On February 28, 2006, when Lenker was 14, she released her first solo album, titled Stages of the Sun. On January 9, 2014, Lenker released her second solo album, Hours Were the Birds.

On May 1, 2014, Lenker, together with future bandmate Buck Meek, released the LP records a-sides and b-sides. In 2015, Lenker and Meek, alongside Max Oleartchik and James Krivchenia, formed the band Big Thief, whose first album was released in 2016.

Lenker released her third solo album, Abysskiss, on October 5, 2018.

On October 23, 2020, Lenker released her two most recent albums, Songs and Instrumentals.

Personal life
Lenker met future Big Thief co-founder Buck Meek at a concert when she lived in Boston, and then she encountered him again in a bodega the day she moved to New York. The pair began to play together, and married when Lenker was 24. They divorced in 2018, remaining in Big Thief as "deep friends". In 2019, Lenker was in a relationship with the artist Indigo Sparke, and the two separated sometime in 2020. 
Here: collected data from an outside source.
PR #635, opened 2018-08-21
Updated tool tips and removed default data

Klaven:
- Added a database migration that removed default data from the database
 - Added smart documentation on each LDAP field in place of the default data.

### DIFF
--- a/app/views/settings/dex_connector_ldaps/_form.html.slim
+++ b/app/views/settings/dex_connector_ldaps/_form.html.slim
@@ -3,6 +3,8 @@
     = f.label :name
     = f.text_field :name, class: "form-control", value: @certificate_holder.name
     = error_messages_for(@certificate_holder, :name)
+    small.form-text.text-muted
+      | Name shown to user when selecting a connector
 
   hr
   h4 Server
@@ -11,11 +13,19 @@
     = f.label :host
     = f.text_field :host, class: "form-control", value: @certificate_holder.host
     = error_messages_for(@certificate_holder, :host)
+    small.form-text.text-muted
+      | Host name of LDAP server reachable from the cluster
 
   .form-group class="#{error_class_for(@certificate_holder, :port)}"
     = f.label :port
     = f.text_field :port, class: "form-control", value: @certificate_holder.port
     = error_messages_for(@certificate_holder, :port)
+    small.form-text.text-muted
+      | The port on which to connect to the host (e.g. StartTLS On:
+      code 389
+      | , StartTLS Off:
+      code 636
+      | )
 
   .form-group class="#{error_class_for(@certificate_holder, :start_tls)}"
     = f.label :start_tls, "StartTLS"
@@ -28,10 +38,13 @@
         = f.radio_button :start_tls, "false", checked: !@certificate_holder.start_tls
         | Off
     = error_messages_for(@certificate_holder, :start_tls)
+    br
+    small.form-text.text-muted 
+      | When enabled use StartTLS otherwise TLS will be used
 
   .form-group.form-group-certificate class="#{error_class_for(@cert, :certificate) if @cert.present?}"
     = f.label :certificate
-    p Upload the certificate for the LDAP server here
+    p Upload the certificate of the root CA that issued the LDAP server certificate
     = f.file_field :certificate, class: "form-control", required: @cert.present?
     - if @cert.present?
       = error_messages_for(@cert, :certificate)
@@ -51,12 +64,17 @@
         = f.radio_button :bind_anon, "false", checked: !@certificate_holder.bind_anon
         | False
     = error_messages_for(@certificate_holder, :bind_anon)
+    br
+    small.form-text.text-muted 
+      | Use anonymous authentication to do initial user search
 
   .ldap-dn-authentication.collapse class="#{'in' if !@certificate_holder.bind_anon}" id="anonymous_bind_toggle" aria-expanded="true"
     .form-group class="#{error_class_for(@certificate_holder, :bind_dn)}" autocomplete="nope"
       = f.label :bind_dn, "DN"
       = f.text_field :bind_dn, class: "form-control", value: @certificate_holder.bind_dn, required: !@certificate_holder.bind_anon, disable: @certificate_holder.bind_anon
-      = error_messages_for(@certificate_holder, :bind_dn)
+      = error_messages_for(@certificate_holder, :bind_dn)    
+      small.form-text.text-muted
+        | Bind DN of user that can do user searches
 
 
     .form-group class="#{error_class_for(@certificate_holder, :bind_pw)}" autocomplete="nope"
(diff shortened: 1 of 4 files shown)


app/views/settings/dex_connector_ldaps/_form.html.slim
```diff
@@ -11,11 +13,18 @@
     = f.label :host
     = f.text_field :host, class: "form-control", value: @certificate_holder.host
     = error_messages_for(@certificate_holder, :host)
+    small.form-text.text-muted id="#{@certificate_holder.host}_ldap_host_help"
+      | Host name of LDAP server reachable from the cluster
 
   .form-group class="#{error_class_for(@certificate_holder, :port)}"
     = f.label :port
-    = f.text_field :port, class: "form-control", value: @certificate_holder.port
```
vitoravelino: You can revert this since the user can go back and forth through the pages and they wouldn't be seeing what they submitted previously.

app/views/settings/dex_connector_ldaps/_form.html.slim
```diff
@@ -11,11 +13,18 @@
...
+    = f.text_field :port, class: "form-control"
     = error_messages_for(@certificate_holder, :port)
+    small.form-text.text-muted id="#{@certificate_holder.host}_ldap_port_help"
```
vitoravelino: Any reason to add the `id` attribute?

app/views/settings/dex_connector_ldaps/_form.html.slim
Klaven: reverted.

r0ckarong:
@Klaven Please review the comments in the trello card regarding the descriptions: 
https://trello.com/c/Ipsm0Da9/940-3-external-auth-ldap-documentation?menu=filter&filter=external

spec/features/settings/dex_connector_ldap_feature_spec.rb
```diff
@@ -63,14 +63,29 @@
...
+      fill_in id: "dex_connector_ldap_name", with: "name"
+      fill_in id: "dex_connector_ldap_group_attr_user", with: "user"
+      fill_in id: "dex_connector_ldap_group_attr_group", with: "group"
+      fill_in id: "dex_connector_ldap_user_attr_id", with: "uid"
+
       page.execute_script("$('#ldap_conn_save').removeProp('disabled')")
       click_button("Save")
-
       last_ldap_connector = DexConnectorLdap.last
-      expect(page).to have_content(admin_cert_text)
```
vitoravelino: No need to change this, you can revert it.

nanoscopic: The change to the expect for the cert is required for the test to pass. It is unclear why but this is in fact the case. "you can revert it" is not true from what I've seen.

vitoravelino: The previous and the current change does the same thing in the end. The reason I suggested to revert was to maintain consistency on the written code. I just reverted and ran the test locally and it passed.

nanoscopic: The following three things all showed the old version without the to_text breaking:
1. My machine running the tests
2. Marek's machine running the tests
3. The post-commit tests run automatically

The fixes should remain. By your own admission they should be the same so it is a waste of effort and time to discuss or revert this.

We did try more specific tests that just test the textarea as that would be the most proper method rather than testing the whole page but they all failed. This fix is hacky and suboptimal.

Both the original and the new form are not good, so "maintaining consistency" of hacky code ceases to become relevant. The test works.

ereslibre: I think something is flaky in this test (didn't have the time to properly check what though). I observed an issue with seed `19873`, and in this case, it's reproducible in both cases (with the `have_content` and `have_text` variant); at least on my computer. This is what I did to confirm it:

- With ` expect(page).to have_content(admin_cert_text)`:

```
admin:~ # docker exec -it $(docker ps | grep dashboard | awk '{print $1}') entrypoint.sh bash -c "RAILS_ENV=test bundle exec rspec --seed 19873 spec/features/settings/dex_connector_ldap_feature_spec.rb"

Randomized with seed 19873
...........

Finished in 22.53 seconds (files took 3.15 seconds to load)
11 examples, 0 failures

Randomized with seed 19873

Coverage report generated for RSpec to /srv/velum/public/coverage. 440 / 2712 LOC (16.22%) covered.
Coverage (16.22%) is below the expected minimum coverage (100.00%).
admin:~ # docker exec -it $(docker ps | grep dashboard | awk '{print $1}') entrypoint.sh bash -c "RAILS_ENV=test bundle exec rspec --seed 19873 spec/features/settings/dex_connector_ldap_feature_spec.rb"

Randomized with seed 19873
......^C
RSpec is shutting down and will print the summary report... Interrupt again to force quit.
^C
```
Sometimes works, but others it's stuck, I presume it's capybara waiting.

- With `expect(page.text).to have_text(admin_cert_text)` I can get the example failing in a stable manner

```
admin:~ # docker exec -it $(docker ps | grep dashboard | awk '{print $1}') entrypoint.sh bash -c "RAILS_ENV=test bundle exec rspec --seed 19873 spec/features/settings/dex_connector_ldap_feature_spec.rb"

Randomized with seed 19873
......F....

Failures:

  1) Feature: LDAP connector settings #new allows a user to create an ldap connector (w/ certificate)
     Failure/Error: expect(page.text).to have_text(admin_cert_text)
       expected to find text "-----BEGIN CERTIFICATE----- MIICnzCCAYegAwIBAgIBADANBgkqhkiG9w0BAQUFADATMREwDwYDVQQDDAhob3N0 bmFtZTAeFw0xODA4MjcyMDA3MDZaFw0yMDA4MjYyMDA3MDZaMBMxETAPBgNVBAMM CGhvc3RuYW1lMIIBIjANBgkqhkiG9w0BAQEFAAOCAQ8AMIIBCgKCAQEAsM24K5xd NkT3ZA41DI0Gt0umpLLQXnsykmsnnoLsDzTpBpW77oE8d2zerVoVRuVGRaKGmPj/ akBzrDIsuak3flgr63Rb5/hpX3nZ7lMF/L8DkZ5L0vfC/Tfu2PCKNiBVRmqG0p7J nN0EzCJ/+OuNuXjbW+OzJWapzszE+38zs01gfr8auYTm/zzgC5gIrVHyycRoWTkO mLWSsbBdPYVbxJYti1a0svlZapECRqbcnq4ighn0f+Xl8gCqeQIff9f3OKf0tRVR JqtTG6EhDLVcfDUKFCvRSKN3mMb8L3cnbwQJO4/FPnTYa03os0XtOiG496ClIO7o MNKikuYjFTFdbQIDAQABMA0GCSqGSIb3DQEBBQUAA4IBAQB3tilTGNQop/A1OU+M C34Az9de0L7aIP8JDyWYrANt85TQibitpF/3k9Da0K2ReRbW6QvKKJr7C9JO88qu DZuzi0wzaM6LPXSAeIwiVzYbDpQ/Nmdtz4yRvO8XZ19I+jdepPDUMbE9tn3ylafS yiBGlcZ+/mIQm0Lw1IEMfR/hZeQ10kgk2pRgy0FaVWKL9dw1gouyKe7bXGVDfAYI pW45CRDxQYOOQ/VBsQE7YFuGSX0nLcDnnUvkwRJaIwtEx9jYcDb3XKiWdx5oVy+j s4c/gklQnBJVYo0g8pcSPlD+IDVWQNgrYslgUKcYr1R05xpgRST05bu+cgGNbZCQ IPht -----END CERTIFICATE-----" in "Home Settings Logout REGISTRIES Remote Registries Mirrors System wide certificates EXTERNAL AUTHENTICATION LDAP Connectors KUBERNETES Compute Resources Reservations Auditing New LDAP Connector NameName shown to user when selecting a connector Server HostHost name of LDAP server reachable from the cluster PortThe port on which to connect to the host (e.g. StartTLS On:389, StartTLS Off:636) StartTLS OnOff When enabled use StartTLS otherwise TLS will be used Certificate Upload the certificate of the root CA that issued the LDAP server certificate Certificate can't be blank Authentication Anonymous TrueFalse Use anonymous authentication to do initial user search DNBind DN of user that can do user searches PasswordPassword of the user User Search Identifying User AttributeLabel of LDAP attribute users will enter to identify themselves (e.g.username) Base DNBaseDN where users are located (e.g.cn=users,dc=example,dc=com) FilterFilter to specify type of user objects (e.g.\"(objectClass=person)\") User Attribute Map UsernameAttribute users will enter to identify themselves IDAttribute used to identify user within the system (e.g.uid) EmailAttribute containing email of users NameAttribute used as username used within OIDC tokens Group Search Base DNBaseDN where groups are located (e.g.cn=groups,dc=example,dc=com) FilterFilter to specify type of group objects. (e.g.\"(objectClass=group)\") Group Attribute Map UserAttribute to map as user (e.g.uid) GroupAttribute identifying membership (e.g.member) NameAttribute to map as name (e.g.name) CancelTest Connection Test Connection first before saving SUSE® CaaS Platform 4.0.0+dev | © SUSE Linux 2018"
     # ./spec/features/settings/dex_connector_ldap_feature_spec.rb:88:in `block (3 levels) in <top (required)>'

Finished in 22.27 seconds (files took 3.16 seconds to load)
11 examples, 1 failure

Failed examples:

rspec ./spec/features/settings/dex_connector_ldap_feature_spec.rb:63 # Feature: LDAP connector settings #new allows a user to create an ldap connector (w/ certificate)

Randomized with seed 19873

Coverage report generated for RSpec to /srv/velum/public/coverage. 439 / 2712 LOC (16.19%) covered.
```

It looks to me like some test is being flaky, or maybe depends on previous state to pass, this can lead to future runs on CI randomly failing. Can you confirm if this happens to you too? (please make sure to try with `docker exec -it $(docker ps | grep dashboard | awk '{print $1}') entrypoint.sh bash -c "RAILS_ENV=test bundle exec rspec --seed 19873 spec/features/settings/dex_connector_ldap_feature_spec.rb"` command).

nanoscopic: Agreed that stability still existed in both cases. This has now been addressed by enforcing order of the tests being run. It appears that either capybara itself or the underlying phantamjs is preserving some state that it shouldn't in between tests.

It is clear that the tests themselves are fine because it is possible to make it work as well by adding a dummy test in between tests. Doing that somehow causes the preserved state the breaks the functionality to be cleared. Specifying the order also resolves the problem, even when you place the tests in the 'bad order'. That is, specifying to run the tests in order appears to prevent capybara from having the bug that is being seen.

More investigation and consideration is warranted but should not continue as part of this PR. This PR is not even directly related to these breaking tests, we have only fixed them as a side effect of seeing it breaking.

Once this passes CI it should be merged and the discussion of these flaky tests, ordering, and instability of capybara and/or phantomjs be moved elsewhere.

Issue #399, opened 2017-12-11
Pillar endpoint does not support lists


jgleissner:
The introduction of the pillar endpoint https://github.com/kubic-project/velum/pull/315 removes support for lists in pillar data, which used to be available through the external SQL pillar in salt master. For public cloud adaption, we want to store salt cloud specific data in the pillar, which requires a structure like this:
```
  profiles:
    cluster_node:
      block_device_mappings:
      - DeviceName: /dev/sda1
        Ebs.VolumeSize: 30
      image: ami-12345678
      network_interfaces:
      - AssociatePublicIpAddress: false
        DeviceIndex: 0
        SecurityGroupId: sg-1234abcd
        SubnetId: subnet-1234abcd
      provider: ec2
```
In this example, network_interfaces is an array consisting of one multi-key dictionary. It would be extremely helpful if structures like those could be served through the velum pillar.

ereslibre:
The old pillar implementation didn't support lists as they were implemented as collisions. This means that something like: `my_list: ["something"]` was unfeasible (one value would mean scalar, a collision would mean a list with 2 items -- hence, there was not way to represent lists of arbitrary length, e.g. of size 1).

The new pillar allows *anything* to be rendered, including strings, lists, nested hashes or any kind of type json supports. Basically anything.

In order to render anything as you want you only need  to modify: https://github.com/kubic-project/velum/blob/master/app/controllers/internal_api/v1/pillars_controller.rb

If you extend `pillar_contents` having lists, hashes, strings, integers, floats... everything will work. So we have right now a much more rich pillar in reality, what we didn't with the old implementation.

ereslibre:
So the idea is that you can add new models that makes sense to you (no need to stick to the `Pillar` model), and then render that on the `PillarController` as you wish, this will be merged by salt correctly and any type and complexity is allowed.

jgleissner:
The old pillar supports lists of size 1, if you specify which key is a list key with the with_lists keyword (in theory, it's actually broken, but that's a different story). It's awkward though and I'm not arguing to get the old pillar back. However, we'll need lists and the current implementation in pillar controller really only supports a key=value model.

I haven't thought of adding a separate endpoint for cloud specific data. Not sure whether that gains us anything, since we need the pillars in the salt master so they are automatically available to salt cloud. I'm gonna look into it. Thanks for the info so far.

ereslibre:
[...]

PR #636, opened 2018-08-22
Fix pillar issue in public cloud

jgleissner:
I've added a call_runner function to salt interface and added a call to sync_pillar runner in cloud_cluster.rb. This is required to activate the external pillar, which is normally done at orchestration time, but for creating cluster nodes in the cloud, the pillar is needed before that. See also #399 for details.

I've also added a sleep(1) after the refresh_pillar, as we ran into the issue that the succeeding salt-cloud still works on the old pillar data, and this seems to work around it. I know that this is a bit ugly and perhaps can be fixed better in salt directly, but I haven't had any luck yet with narrowing the issue down.

### DIFF
--- a/app/models/cloud_cluster.rb
+++ b/app/models/cloud_cluster.rb
@@ -68,6 +68,10 @@ class CloudCluster
     persist_to_pillar!(:cloud_worker_security_group, @security_group_id)
     Velum::Salt.call_runner(action: "saltutil.sync_pillar")
     Velum::Salt.call(targets: "admin", action: "saltutil.refresh_pillar")
+    # During tests, the salt-cloud call that immediately follows the pillar
+    # refresh was found to sometimes operate on the old pillar data and
+    # thus fail. The sleep(1) works around this issue. Ideally this should
+    # be resolved in salt and the work-around removed.
     sleep(1)
   end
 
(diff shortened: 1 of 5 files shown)


jordimassaguerpla:
Hi @jgleissner ! Could you check the failing tests in travis?

jgleissner:
Hi, I'm looking into it. I believe it's because I didn't describe the call_runner function in spec/lib/velum/salt_spec.rb. I'm not really familiar with VCR cassettes and all that. It'll take me a bit to get up to speed on this. Sorry about that.

jgleissner:
Hi @jordimassaguerpla , is there an easy way to run that travis test locally?

jgleissner:
Don't worry about it, I think I got the test suite running ok.

ereslibre:
However, travis is red...

app/models/cloud_cluster.rb
```diff
@@ -66,7 +66,9 @@ def save!
     persist_to_pillar!(:cloud_worker_net, @network_id)
     persist_to_pillar!(:cloud_worker_subnet, @subnet_id)
     persist_to_pillar!(:cloud_worker_security_group, @security_group_id)
-    Velum::Salt.call(action: "saltutil.refresh_pillar")
+    Velum::Salt.call_runner(action: "saltutil.sync_pillar")
+    Velum::Salt.call(targets: "admin", action: "saltutil.refresh_pillar")
+    sleep(1)
```
MaximilianMeister: why do we need the sleep(1)? maybe add a comment

jgleissner: Makes sense, I'll add one.

jgleissner:
Regarding the failing test, I believe this is due to the new runner call that does a http request to 127.0.0.1/run, which wasn't the case before, so the recorded cassette doesn't match anymore. I've been trying to figure out how this stuff works and made some progress, but haven't managed to record a new one yet. Sorry about that. If you can point me to any useful documentation etc. I'd appreciate it.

While Lenker is comfortable with the label "queer", she has expressed a desire not to define her sexual orientation beyond that. Her lyrics often contain discussions of gender and the gender binary. In an interview with The Brag, Lenker said of those lyrics, "I feel within myself a constant dialogue between my masculinity, my femininity and the part of me that is neither of those things. I'm just trying to talk about it because I feel like I'm something that is very ambiguous."

Discography

Studio albums

Live albums

Compilation albums

Extended plays

Singles

As lead artist

As featured artist

Awards and nominations

References

External links
Interview with Adrianne Lenker in 2019 at FaceCulture, via YouTube.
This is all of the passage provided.